En l'espèce, les « prix de transfert » que les entités françaises de McKinsey versent à la société américaine sont d'un montant tel qu'ils participent à rendre le résultat fiscal en France nul ou négatif, depuis au moins 10 ans .
Conséquences du versement d'un prix de transfert
sur le calcul du résultat imposable en France
(schéma
d'illustration)
Source : commission d'enquête
Les déclarations de M. Karim Tadjeddine lors de son audition sous serment du 18 janvier 2022 - et en particulier la suivante : « Je le dis très nettement : nous payons l'impôt sur les sociétés en France » - sont susceptibles de constituer un faux témoignage devant une commission d'enquête .
Elles impliquent de signaler les faits au Procureur de la République, en application du second alinéa l'article 40 du code de procédure pénale .
En l'absence de redressement fiscal, McKinsey peut toujours répondre à des appels d'offres publics, en application de l'article L. 2141-2 du code de la commande publique. Le cabinet dispose à ce titre de l'attestation de régularité fiscale prévue à l'article R. 2143-7 du même code et ne fait l'objet, à la connaissance de la commission d'enquête, d'aucune poursuite pénale.
Pour l'administration fiscale, tout l'enjeu est de vérifier que McKinsey a évalué ces « prix de transfert » à leur juste valeur afin de s'assurer que la réglementation n'a pas été contournée .
L'évaluation des « prix de transfert » : le principe de pleine concurrence
Les « prix de transfert » doivent respecter le principe de pleine concurrence, ce qui signifie que le prix pratiqué entre des entreprises dépendantes (en l'espèce, les entités de McKinsey installées en France et la maison mère basée au Delaware) « doit être le même que celui qui aurait été pratiqué sur le marché entre deux entreprises indépendantes » 359 ( * ) .

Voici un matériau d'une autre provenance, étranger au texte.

PR #1874, opened 2023-02-23
feat: add experimental s2a-go integration

xmenxk:
s2a integration with grpc and http transport code.
With this change, client library will try establishing mtls with the google api's mtls endpoint, using credentials held by s2a.
- also if dialing connection with s2a fails at runtime, it will fall back to dialing regular TLS to the regular endpoint.

The added code only changes the default behavior in  a way that's transparent to customers; if other mtls approach is specified, e.g. DCA, this code will not run.


quartzmo:
Hi @xmenxk,

Thank you for opening this pull request!

Can you please open a [feature request issue](https://github.com/googleapis/google-api-go-client/issues/new?assignees=&labels=type%3A+feature+request%2C+priority%3A+p3&template=feature_request.md) explaining the motivation for this feature (the benefits for users) and providing some background on the stability of [s2a-go](https://github.com/google/s2a-go) and how it will work in the context of this HTTP client?

quartzmo:
@xmenxk Is this PR related to #1886 in any way?

xmenxk:
> @xmenxk Is this PR related to #1886 in any way?

thanks @quartzmo for the response.

Both touch the transport layer code, as far as I can tell, they are for different use cases.

 #1886 looks like it's specifically for allowing configuring a http-client to talk to oauth2's mtls endpoint. 

The s2a integration this PR adds is a way for cloud workloads to talk to all google apis using MTLS, in a transparent way. It only runs when no other MTLS approach is specified, so there should't be any conflict.
I'll provide more information on s2a next week. thanks again!

transport/grpc/dial.go
```diff
@@ -8,26 +8,26 @@
...
 	"google.golang.org/api/option"
 	"google.golang.org/api/transport/internal/dca"
+	s2autil "google.golang.org/api/transport/internal/s2a"
 	"google.golang.org/grpc"
 	"google.golang.org/grpc/credentials"
 	grpcgoogle "google.golang.org/grpc/credentials/google"
 	grpcinsecure "google.golang.org/grpc/credentials/insecure"
 	"google.golang.org/grpc/credentials/oauth"
-
+	"log"
```
andyrzhao, line 27: run "gofmt -w" on the file to fix import ordering/formatting

transport/grpc/dial.go
```diff
@@ -135,6 +135,25 @@ func dial(ctx context.Context, insecure bool, o *internal.DialSettings) (*grpc.C
 		transportCreds = credentials.NewTLS(&tls.Config{
 			GetClientCertificate: clientCertSource,
 		})
+		// try mtls with s2a when all the followings are true:
```
andyrzhao, line 138: so this is quite a bit of code to add and some duplicated code for the grpc & http implementations - can you encapsulate some of the logic into helper functions files? Also, as far as implementation goes, is there anyway to integrate s2a as a "clientCertSource" using the existing interface so it can be one of the options on the fallback path? (Both ECP enterprise-cert-proxy and secure-connect are on that code-path)

transport/internal/s2a/s2a.go
```diff
@@ -0,0 +1,12 @@
+package s2autil
+
+func MtlsEndpointIsEnabled(mtlsEndpoint string) bool {
```
andyrzhao, line 3: So how do you plan to maintain the source of truth for such an allowlist? Is the list specific to s2a or for all mTLS GCP apis in general? Note that the existing mTLS implementations in this library does not rely on such an allowlist - furthermore, the official mTLS endpoints used by this library are generated through what is known as the "discovery doc" tool chain

andyrzhao (changes requested):
Thank you for putting up this PR Kui! Left some general comments. I'm not familiar with the S2A architecture and would love to see some more context around this PR to make sure it is integrated smoothly.

transport/grpc/dial.go
xmenxk: Thanks Andy, I did some refactoring to move the code into separate files/functions, and it's cleaner now.

For the other question, I also thought about it initially, the issue is that S2A also implements other parts of the tls.Config struct, e.g. `VerifyPeerCertificate` method, so certificate source alone is not sufficient.
https://github.com/google/s2a-go/blob/36dafe55c3480837e3470a80970753cc63e0f3f5/internal/v2/tlsconfigstore/tlsconfigstore.go#L112

go.mod
```diff
@@ -18,10 +19,13 @@ require (
 	google.golang.org/protobuf v1.28.1
 )
 
+replace github.com/google/s2a-go => /usr/local/google/home/xmenxk/go/src/github.com/google/s2a-go
+
 require (
 	cloud.google.com/go/compute v1.18.0 // indirect
 	github.com/golang/groupcache v0.0.0-20200121045136-8c9f03a8e57e // indirect
 	github.com/golang/protobuf v1.5.2 // indirect
+	golang.org/x/crypto v0.0.0-20210921155107-089bfa567519 // indirect
```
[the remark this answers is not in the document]
xmenxk: `god mod tidy` wants to keep it, I'll clean it in the end, thx

go.mod
```diff
@@ -5,6 +5,7 @@ go 1.19
 require (
 	cloud.google.com/go/compute/metadata v0.2.3
 	github.com/google/go-cmp v0.5.9
+	github.com/google/s2a-go v0.0.0-20230207213108-7f75a7516db1
```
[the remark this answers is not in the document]
xmenxk: SG, will do:)

transport/internal/s2a/s2a.go
xmenxk: Thanks Andy, this was after chatting with Shin, we learned that even though the mtls endpoints are set in client libraries, sometimes it doesn't necessarily work. 
We are currently working with the team behind the `discovery` API to add an extra indicator (for each service) to mark whether an mtls endpoint is indeed MTLS enabled.  The plan is the default value will be `false` and only when we've confirmed with the service owner and verified it, it'll be set to true.

This function should mostly return that value from discovery doc. It can potentially take in a config (either from file or online) for overriding purpose. 

I'll share more details as we make progress on this. Plz let us know if you have any thoughts/suggestion on this.

transport/http/dial.go
```diff
@@ -41,7 +43,12 @@ func NewClient(ctx context.Context, opts ...option.ClientOption) (*http.Client,
 	if settings.HTTPClient != nil {
 		return settings.HTTPClient, endpoint, nil
 	}
-	trans, err := newTransport(ctx, defaultBaseTransport(ctx, clientCertSource), settings)
+
+	dialTLSContext, targetEndpoint := s2autil.ConfigureHTTPTransport(clientCertSource, endpoint, settings)
```
andyrzhao, line 47: so if you update the helper to return the original endpoint when dialTLSContext is nil, you can assign to "endpoint" here directly.

On a related note, we should try to consolidate the endpoint calculation logic between internal/dca.go and s2util for the sake of consistency. If you take a look at https://github.com/googleapis/google-api-go-client/blob/main/internal/dca.go#L98 , the endpoint calculation is non trivial and factors in many things such "IS MTLS env var always/auto/never" and whether a certificateSource is present. s2a should work the same way and honor user requests to disable mTLS for instance (this impacts internal tests). I recommend you rename internal/dca.go to internal/cba.go (Certificate Based Access), add new helpers that to file such as internal.GetDialTLSContextAndEndpoint so you can reuse the endpoint calculation logic. If you consider s2a mTLS equivalent to device certs, then the logic should be parallel. WDYT?

andyrzhao (changes requested):

transport/http/dial.go
xmenxk: thanks I made some code consolidation  with dca.go per your suggestion.

internal/cba.go
```diff
@@ -2,7 +2,7 @@
 // Use of this source code is governed by a BSD-style
 // license that can be found in the LICENSE file.
 
-// Package dca contains utils for implementing Device Certificate
+// cba.go (certificate-based access) contains utils for implementing Device Certificate
 // Authentication according to https://google.aip.dev/auth/4114
```
andyrzhao, line 6: and Default Credentials for Google Cloud Virtual Environments according to https://google.aip.dev/auth/4115.

internal/cba.go
```diff
@@ -18,6 +18,10 @@
 //  2. If the user specifies an mTLS endpoint override but client certificate is not
 //     available, we will not fail-fast, but let backend throw error when connecting.
 //
+// If no DCA is specified, the code will try mTLS as default with credentials
+// held by the Secure Session Agent, which is part of Google's cloud infrastructure.
+// https://google.aip.dev/auth/4115
```
andyrzhao, line 23: you can omit link here if already mentioned at the top level comment

internal/cert/default_cert.go
```diff
@@ -44,7 +44,7 @@ var errSourceUnavailable = errors.New("certificate source is unavailable")
 //
 // If neither source is available (due to missing configurations), a nil Source and a nil Error are
 // returned to indicate that a default certificate source is unavailable.
-func DefaultSource() (Source, error) {
+var DefaultSource = func() (Source, error) {
```
andyrzhao, line 47: can you explain why the change here? If it is only to make it convenient for testing, then I'd rather we duplicate some code for testing instead of affecting prod execution path. Thanks!

internal/creds.go
```diff
@@ -92,7 +92,7 @@ func credentialsFromJSON(ctx context.Context, data []byte, ds *DialSettings) (*g
 
 	// Determine configurations for the OAuth2 transport, which is separate from the API transport.
 	// The OAuth2 transport and endpoint will be configured for mTLS if applicable.
-	clientCertSource, oauth2Endpoint, err := GetClientCertificateSourceAndEndpoint(oauth2DialSettings(ds))
+	clientCertSource, oauth2Endpoint, err := getClientCertificateSourceAndEndpoint(oauth2DialSettings(ds))
```
andyrzhao, line 95: Shouldn't this function be exported (i.e. capital G) for this to work?

andyrzhao (changes requested):
Looks good overall - I added some comments mostly around naming and code comments. Thanks! Also, please get one of the Yoshi team members to sign off on the change.

internal/creds.go
xmenxk: after #1886  all the callers are now within package `internal`, so it no longer needs to be exported

internal/cert/default_cert.go
xmenxk: this is just so that we can override it in unit tests for cases where we want no client cert to be available. 
On cloudtop for example, secureConnect is configured, so there will be cert source by default. 

let me know if you have other ideas. thanks!

xmenxk:
> Looks good overall - I added some comments mostly around naming and code comments. Thanks! Also, please get one of the Yoshi team members to sign off on the change.

Hi @codyoss, could you take a look at the PR? thanks :)

internal/cert/default_cert.go
andyrzhao: If that's the objective, you can simply override the os env var "GOOGLE_API_USE_CLIENT_CERTIFICATE" to "false" in your unit tests, and a nil cert source should be returned (make sure you restore the value to it's original value at the end of the test).

noahdietz:
> > Looks good overall - I added some comments mostly around naming and code comments. Thanks! Also, please get one of the Yoshi team members to sign off on the change.
> 
> Hi @codyoss, could you take a look at the PR? thanks :)

I've added @codyoss as a reviewer. I'm on rotation this week but I'd feel better with Cody reviewing this change anyways :)

andyrzhao (approved):
LGTM for CBA logic.

noahdietz:
Added cody back to reviewers

internal/cba.go
```diff
@@ -41,10 +52,12 @@ const (
 	mTLSModeAuto   = "auto"
 )
 
-// GetClientCertificateSourceAndEndpoint is a convenience function that invokes
+var useS2A = flag.Bool("use_s2a", false, "Experimental: if true, the code will try MTLS with S2A as the default for transport security.")
```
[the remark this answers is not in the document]
codyoss: I agree that I think a envvar would be preferable here.

internal/cba.go
```diff
@@ -56,6 +70,40 @@ func GetClientCertificateSourceAndEndpoint(settings *DialSettings) (cert.Source,
 	return clientCertSource, endpoint, nil
 }
 
+// getTransportConfig returns four values:
+//
+//	the client certificate source,
+//	the corresponding endpoint to use based on client certificate source,
+//	the S2A address if it can be used, otherwise returns empty string,
+//	the endpoint to use with S2A.
+func getTransportConfig(settings *DialSettings) (cert.Source, string, string, string, error) {
```
codyoss, line 79: nit: consider a struct return type here to improve readability and usage.

codyoss (commented):
LGTM overall, couple of small things

internal/cba.go
xmenxk: done thanks!

internal/cba.go
```diff
@@ -0,0 +1,282 @@
...
+	"google.golang.org/grpc/credentials"
+)
+
+const (
+	mTLSModeAlways = "always"
+	mTLSModeNever  = "never"
+	mTLSModeAuto   = "auto"
+
+	// Experimental: if true, the code will try MTLS with S2A as the default for transport security. Default value is false.
+	googleAPIUseS2AEnv = "GOOGLE_API_USE_S2A"
```
codyoss, line 55: nit: can you add the work `EXPERIMENTAL` some where in this envvar. Should we stabilize it in the future we can change it and get it properly documented

go.mod
```diff
@@ -5,6 +5,7 @@ go 1.19
 require (
 	cloud.google.com/go/compute/metadata v0.2.3
 	github.com/google/go-cmp v0.5.9
+	github.com/google/s2a-go v0.1.0
```
liggitt, line 8: this is unfortunate... it adds more transitive dependencies on appengine and means more consumers of this module now link in appengine code - xref https://github.com/kubernetes/kubernetes/pull/120341#discussion_r1312959575

liggitt: can use of this be isolated in a different package, and/or build-tagged so all consumers are not exposed to an experimental / unstable transitive dependency?

quartzmo: For example, https://github.com/google/s2a-go/blob/3d294feadf626dd327a2cbba9e91d913aefbdea3/internal/handshaker/service/service.go#L31

xmenxk: We should be able to drop the appengine depdency from s2a-go repo.

xmenxk: synced with @liggitt 
removing appengine dependency from s2a in https://github.com/google/s2a-go/pull/119

PR #109, opened 2020-04-17
Added Roslyn analyzers to the projects

pmaytak:
- Added Roslyn analyzers to all the projects. (If they turn out to be not useful for test projects, we can remove later).
- Added editorconfig files at whole solution and tests levels.
- Removed old legacy ruleset file. (The rules were already in Roslyn by default, some are deprecated.)


pmaytak:
@jmprieur Yes, there are actually more of them. I was thinking about fixing them in the next PRs and keep this one just for the Nuget package addition.

jmprieur:
Sounds good, @pmaytak !
Thanks for the update!

PR #114, opened 2020-04-20
- Updating the Web API template and adding the Web app template

jmprieur:
- Updating the Web API template
- Adding a Web App template


ProjectTemplates/templates/StarterWeb-CSharp/appsettings.json
```diff
@@ -0,0 +1,42 @@
+{
+////#if (IndividualB2CAuth)
```
jennyf19, line 2: can this be deleted?

ProjectTemplates/templates/StarterWeb-CSharp/Program.cs
```diff
@@ -0,0 +1,26 @@
+using System;
```
jennyf19, line 1: do we need license info on these files?

jennyf19:
I didn't have time to try it out, but looks fine. thx for adding this. we'll need to update the wiki page too.

ProjectTemplates/templates/StarterWeb-CSharp/appsettings.json
jmprieur: No we should not remove them, and they won't appear in the generated project. 
Those are special comments which are about conditionnally generating code based on the parameters. 

What happens is that when the user writes:
`dotnet new mvc -auth IndividualB2C`, this defines the `IndividualB2CAuth` variable, and then the dotnet new template generation engine will generate the files (here the appsettings.json) conditionnally based on these variables. This section will appear in the appsettings.json if the user wants a B2C application

This is pretty awesome technology, BTW. See https://github.com/dotnet/templating/wiki for details

ProjectTemplates/templates/StarterWeb-CSharp/Program.cs
jmprieur: That's a good question
however these are the projects that customers will create, and they won't necessarilly want to have open source code with the MIT license :)
so, no!

jmprieur:
@pmaytak : I'm going to merge this PR. I'll address your PR comments, if any, in a next batch: I'd like to ahve these templates available to be able to update the docs.ms ASAP.

jmprieur:
@jennyf19 @pmaytak 
- The following PR adds tests to unfold and build the templates: https://github.com/AzureAD/microsoft-identity-web/pull/116/
- Thanks @jennyf19 for the remainder about the wiki. This is updated: https://github.com/AzureAD/microsoft-identity-web/wiki/web-app-template. Please review!

PR #118, opened 2020-04-22
Fixing the Web app template:

jmprieur:
- added references to Microsoft.Identity.Web.UI in the **Startup.cs** (using Microsoft.Identity.Web.UI and call to AddMicrosoftIdentityUI())
- added package reference to  Microsoft.Identity.Web.UI in the web app project
- changed the metadata of the template (mvc2) to mention Microsof identity platform and explicit Microsoft.Identity.Web

Fixing the Web API (reference to Microsoft.Identity.Web)

Renaming the generated NuGet package for the templates so that it starts with Microsoft.Identity.Web (Microsoft.Identity.Web.ProjectTemplates)


jmprieur:
note that you might want to hide the white space changes for the cshtml files (there are less changes than it appears)

PR #122, opened 2020-04-23
fix polycheck violation

jennyf19:
😹


jmprieur:
Thanks for fixing, @jennyf19 
I wonder how ASP.NET core can ship these templates. The violation is in an open source dependency, which almost everybody has ... a mistery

En d'autres termes, des « prix de transfert » surévalués représenteraient une irrégularité fiscale, car ils permettraient de minorer artificiellement le résultat d'une entreprise et donc les versements d'impôts sur les sociétés .
Le bulletin officiel de la DGFiP confirme : « les États vérifient que les entreprises implantées sur leur territoire et qui commercent avec d'autres entreprises liées et implantées à l'étranger sont correctement rémunérées pour les opérations réalisées et déclarent la juste part du résultat devant leur revenir eu égard aux activités déployées ».
* 354 Ordonnance n° 58-1100 relative au fonctionnement des assemblées parlementaires.
* 355 Le chiffre d'affaires de McKinsey a été communiqué par écrit par le cabinet, en réponse au questionnaire de la commission d'enquête. La part du secteur public et le nombre de salariés ont été mentionnés par M. Karim Tadjeddine lors de son audition du 18 janvier 2022.
* 356 Voir l'étude de cas sur la crise sanitaire pour plus de précisions sur le rôle de McKinsey.
* 357 Les établissements stables d'une succursale étrangère étant assujettis au régime fiscal français. Si les critères d'identification de l'établissement stable sont généralement définis par les conventions fiscales entre les États, certains sont d'ordre général comme l'existence d'une installation d'affaires (bureaux) et le caractère non temporaire de ces installations, ce qui est le cas en l'espèce.
* 358 L'OCDE définit les « prix de transfert » comme « les prix auxquels une entreprise transfère des biens corporels, des actifs incorporels ou rend des services à des entreprises associées ». En France, le régime applicable est défini par l'article 57 du code général des impôts (CGI).
* 359 Source : Bulletin officiel des finances publiques, « BIC - Base d'imposition - Transfert indirect de bénéfices entre entreprises dépendantes - Définition et principes de détermination des prix de transfert », février 2014.